● TASK PROMPT
From the data below, return the exact lines starting at the line containing "total_count = result[0][0].val" and ending at the line containing "from io import BytesIO", both included, and nothing else.

● Stored data
****
PR #422, opened 2021-01-29
Rois pagination

### LINKED ISSUE #334: Handle >1k ROIs
see https://forum.image.sc/t/omero-iviewer-cant-display-more-then-500-rois/27830

> I have images in OMERO with many ROIs. In the case of my specific example image its 1032 ROIs. When I open this image in OMERO-iviewer (0.6.0), only the first 500 ROIs are there. The same is true when opening the image in OMERO-figure (v4.0.2).

will-moore:
Fixes #334 

Adds support for loading ROIs by page in the main `Edit ROIs` dialog, as well as the `Crop` dialog.

To test ROIs dialog...

 - Find an image that has lots of ROIs - (over 500)
 - Open the `Edit ROIs` dialog and load ROIs from OMERO
 - The first page of 500 ROIs should load (as before) but if you scroll to the bottom, there is some info on how many you've loaded and a "Load More..." button.
 - Clicking the button should load more. When there are no more to load, the button should be hidden. ROIs should be added when you click `Add` button for a ROI.

Screenshot 2021-01-31 at 23 43 51

To test Crop dialog...

 - Find an image that has lots of ROIs - (over 200) including Rectangles
 - Open the Crop dialog. The first 200 ROIs are loaded and any Rectangles are shown as thumbnails for picking a crop region (as before).
 - Scrolling to the bottom shows info on how many ROIs loaded and a `Load More...` button. This should load more and the be hidden when no more to load.

Screenshot 2021-01-30 at 22 53 16

### DIFF
--- a/omero_figure/views.py
+++ b/omero_figure/views.py
@@ -580,10 +580,12 @@ def roi_rectangles(request, image_id, conn=None, **kwargs):
     and shapes.class = Rectangle"""
     params = omero.sys.ParametersI()
     params.addLong('image_id', image_id)
-    result = conn.getQueryService().projection(count_query, params, conn.SERVICE_OPTS)
-    totalCount = result[0][0].val
+    result = conn.getQueryService().projection(count_query, params,
+                                               conn.SERVICE_OPTS)
+    total_count = result[0][0].val
 
-    return JsonResponse({'data': json_data, 'meta': {'totalCount': totalCount}})
+    return JsonResponse({'data': json_data,
+                         'meta': {'totalCount': total_count}})
 
 
 @login_required()
--- a/omero_figure/views.py
+++ b/omero_figure/views.py
@@ -35,6 +35,7 @@ from omero.model import LengthI
 from omero.model.enums import UnitsLength
 from omero.cmd import ERR, OK
 import omero
+from omero_marshal import get_encoder
 
 from io import BytesIO
 
@@ -541,6 +542,48 @@ def unit_conversion(request, value, from_unit, to_unit, conn=None, **kwargs):
            'symbol': to_value.getSymbol()}
 
     return HttpResponse(json.dumps(rsp), content_type='application/json')
+
+
+@login_required()
+def roi_rectangles(request, image_id, conn=None, **kwargs):
+    """
+    Load ROIs that have Rectangles and marshal with omero_marshal
+
+    Returns similar JSON to /api/ rois, with meta.totalCount
+    Supports pagination with ?offset and ?limit
+    """
+
+    params = omero.sys.ParametersI()
+    params.addLong('image_id', image_id)
+    limit = request.GET.get('limit')
+    offset = request.GET.get('offset', 0)
+    if limit is not None:
+        params.page(int(offset), int(limit))
+    query = """select roi from Roi roi join fetch
+    roi.details.owner as owner join fetch roi.details.creationEvent
+    left outer join fetch roi.shapes as shapes
+    where roi.image.id = :image_id
+    and shapes.class = Rectangle
+    order by roi.id"""
+
+    rois = conn.getQueryService().findAllByQuery(
+        query, params, conn.SERVICE_OPTS)
+
+    json_data = []
+    for roi in rois:
+        encoder = get_encoder(roi.__class__)
+        json_data.append(encoder.encode(roi))
+
+    count_query = """select count(distinct roi) from Roi roi
+    left outer join roi.shapes as shapes
+    where roi.image.id = :image_id
+    and shapes.class = Rectangle"""
+    params = omero.sys.ParametersI()
+    params.addLong('image_id', image_id)
+    result = conn.getQueryService().projection(count_query, params, conn.SERVICE_OPTS)
+    totalCount = result[0][0].val
+
+    return JsonResponse({'data': json_data, 'meta': {'totalCount': totalCount}})
 
 
 @login_required()
--- a/omero_figure/templates/figure/index.html
+++ b/omero_figure/templates/figure/index.html
@@ -309,7 +309,7 @@
                                 <!-- ROIs loaded here... -->
                                 </tbody>
                             </table>
-                            <button style="float: right" class="btn btn-sm btn-default loadRoiRects">Load ROIs</button>
+                            <button style="float: right" class="btn btn-sm btn-default loadRoiRects">Load More...</button>
                             <!-- Additional message/status -->
                             <p style="color: #999; margin: 10px" id='cropRoiMessage'></p>
                         </div>
--- a/omero_figure/templates/figure/index.html
+++ b/omero_figure/templates/figure/index.html
@@ -309,8 +309,9 @@
                                 <!-- ROIs loaded here... -->
                                 </tbody>
                             </table>
-                            <!-- Additional message depends on whether we have any ROIs or not -->
-                            <p id='cropRoiMessage'></p>
+                            <button style="float: right" class="btn btn-sm btn-default loadRoiRects">Load ROIs</button>
+                            <!-- Additional message/status -->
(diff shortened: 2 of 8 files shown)


pwalczysko:
Works as described in the PR header. Tested on multi-z image with > 2000 ROIs on different z planes. https://merge-ci.openmicroscopy.org/web/webclient/?show=image-140172 (user-3)

Couple of RFEs, which might or might not be dealt with in this PR, I think up to @will-moore 

1. Crop dialog rectangles:  One has load them all to find out if there were any rectangles already (there were none, and I have drawn some in iviewer).These new rectangles were added to the bottom of the ROI list, and loaded only when I clicked 10 times on the Load ROIs button. Once I added a rectangle, it worked, and the crop was fine. But then I realized this is not an optimal rectangle, and I had to go back to the Crop dialog. All the ROIs were unloaded - so I had to again click 10 times to load the rectangles and select another rectangle. - suggestions: When I am in Figure, could the ROIs stay loaded once I loaded them into the Crop dialog ? Could there maybe be a function saying "there are no Rectangles here" instead of me loading all the ROIs just to find out there are no rectangles ?
2. Edit ROIs dialog: The preview is actually much less forgiving that the Crop dialog one. The ROIs are viewable only when hovered over in the list. There is no way to order the loaded ROIs according to z, so a mixture of the ROIs on different z planes in the same place of the table is the result. There is a pending RFE about Add all ROIs button, but I would think also Add all ROIs from z plane would be most useful too.


-

will-moore:
Thanks:

 - 1. We don't have any way to load *ONLY* Rectangle ROIs from OMERO using the JSON API (which is what I'm currently using). I could write a custom 'Rectangle loader' for figure, which would provide a nicer experience and might not be very much code. I'll look into it...
 - 2. I originally was going to add a preview for every Shape in the Edit ROIs dialog, but this is a lot of work to support previews for all types of Shape. Also, it would potentially load a lot of pixel data to show these. I guess we could immediately show them ALL on the image, but we'd need a way to distinguish those that are actually added to the image (and can be edited) and those that merely *could* be added from OMERO.

will-moore:
Now we load only ROIs with Rectangles for the crop dialog. That should fix RFE 1) above.

pwalczysko:
> Now we load only ROIs with Rectangles for the crop dialog. That should fix RFE 1) above.

@will-moore thank you , the RFE 1) above fix works as expected, it seems that it even nicely keeps the loaded rectangles there when repeated Crop dialog usage is done.

I have one more RFE Re: teh ROI Edit dialog. The info about the ROIs to be loaded could be on the top, not on the bottom (the bottom is actually not seen at first, only when you scroll there). This would spare the user to wonder "where are my ROIs ?" because they did not load them all as they do not know there are not all loaded by default.

Thus
This bit

Screenshot 2021-02-03 at 11 14 16

Could be here ?
Screensh![Screenshot 2021-02-03 at 11 14 16ot 2021-02-03 at 11 14 10](https://user-images.githubusercontent.com/2478303/106739737-603cb300-6611-11eb-82da-53db7682650e.png)

pwalczysko:
> I guess we could immediately show them ALL on the image, but we'd need a way to distinguish those that are actually added to the image (and can be edited) and those that merely could be added from OMERO.

I think so, but probably something for a different PR.. ?

omero_figure/views.py
```diff
@@ -543,6 +544,50 @@ def unit_conversion(request, value, from_unit, to_unit, conn=None, **kwargs):
     return HttpResponse(json.dumps(rsp), content_type='application/json')
 
 
+@login_required()
+def roi_rectangles(request, image_id, conn=None, **kwargs):
```
jburel, line 548: is not something that should be pushed to the API itself with something like ?type=...

will-moore: Yes that would be great, but that won't likely happen in the timeframe of this PR.

Support for `/api/rois/?class=Rectangle` could work (uses same terminology as the HQL). But we'd need a custom mapping for that URL to say "class applies to Shapes", whereas e.g. `/api/annotations/?class=TagAnnotation` the class would apply to the annotations themselves. Writing query-builder code that doesn't use custom mapping might use a notation like `/api/rois/?shapes.class=Rectangle`.

I can imagine that work taking a while, and I wouldn't want that to hold up this PR. But we can certainly revert to using the API once it's supported there.

jburel: we have explored in the past in "clients" possible API call.
The key point is to make sure we go back to it when the API call is implemented. 
Could you create an issue for the API call addition and figure update

will-moore: Issue created at https://github.com/ome/omero-web/issues/258

will-moore:
@pwalczysko Re: https://github.com/ome/omero-figure/pull/422#issuecomment-772433994
I don't think you'd be disappointed that it hadn't loaded all your ROIs, since you wouldn't know that some were missing until you scroll to the bottom of the list to check that they're not there - and then you'd see "Load more..." ?

To me, it makes sense for a simple "Load more..." to go at the end of the list like:

 - item
 - item
 - item
 - `Load more...`

Whereas for more complex pagination controls it makes sense to put at the top of the list:

`Prev page` | `Next page` | Page `1` `2` `3`
Showing Page 1 / 3:
 - item
 - item
 - item

I'll try and see how it looks...

pwalczysko:
> since you wouldn't know that some were missing 

You very possibly know your ROIs from iviewer or another viewer, even very probably I would say ? I guress you come to Figure with at least a partially pre-concieved idea about which ROIs to add and why, this would make sense to me...

But as a whole, I definitely do not see the RFE as a blocker, if too difficult to implement or looks bad, then we can leave it.

will-moore:
Yes, you know your ROIs, but how would you know that they haven't all loaded when you can only see:

Screenshot 2021-02-04 at 22 56 48

You have to scroll down to find your ROIs, then when you get to the bottom you'll see the `Load More...` button.
Moving the controls to the top is certainly a bit more work, since this involves a different UI and a bit of a redesign etc.

pwalczysko:
> Moving the controls to the top is certainly a bit more work, since this involves a different UI and a bit of a redesign etc.

aha, thanks. I think we should leave it then as it is.

will-moore:
Hmm - Actually, I hate to think of a case where I have thousands of ROIs, I add one more in iviewer, then I want to find it in figure, I'd want to jump to the *last* page, which could be painful. So I'm just going to do pagination - won't take too long...

will-moore:
Done. To test:
 - Try with image that has fewer than 500 ROIs, more than 500 ROIs and none:

Screenshot 2021-02-05 at 15 32 41

In the screenshot I temporarily limited the page size to 100 since the image didn't have > 500 ROIs.

pwalczysko:
Tested the last commit (pagination) with 

   - more than 2000 ROIs images
   - 3 and 20 ROIs images
   - no ROI image
 
Worked as expected.
Couple of minor RFEs in order of improtance:

1. Could the dropdown manu with the page list show what page I am corrently on ? This could be done with a tick mark, as is usual in other apps, see screenshot 1 below.
2. What is "Export Options" as tooltip on the dropdown menu next to "Next" button ? Does not sound very helpful. Maybe replace with "Select page" see screenshot 2 below.
3. If there is only one ROI page, the widget with Next and Prev and dropdown should not be shown at all.

1.
Screenshot 2021-02-08 at 11 46 32

2.
Screenshot 2021-02-08 at 11 37 18

will-moore:
That should address those 3 issues:
 - show current page on drop-down list
 - Fix tooltip (copy and paste error)
 - Don't show pagination controls unless needed (> 1 page)

pwalczysko:
> That should address those 3 issues:
> 
>     * show current page on drop-down list
> 
>     * Fix tooltip (copy and paste error)
> 
>     * Don't show pagination controls unless needed (> 1 page)

Can confirm the fix, nice behaviour now. Ready to merge fmpov.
****
● WRITTEN SOLUTION
+    total_count = result[0][0].val
 
-    return JsonResponse({'data': json_data, 'meta': {'totalCount': totalCount}})
+    return JsonResponse({'data': json_data,
+                         'meta': {'totalCount': total_count}})
 
 
 @login_required()
--- a/omero_figure/views.py
+++ b/omero_figure/views.py
@@ -35,6 +35,7 @@ from omero.model import LengthI
 from omero.model.enums import UnitsLength
 from omero.cmd import ERR, OK
 import omero
+from omero_marshal import get_encoder
 
 from io import BytesIO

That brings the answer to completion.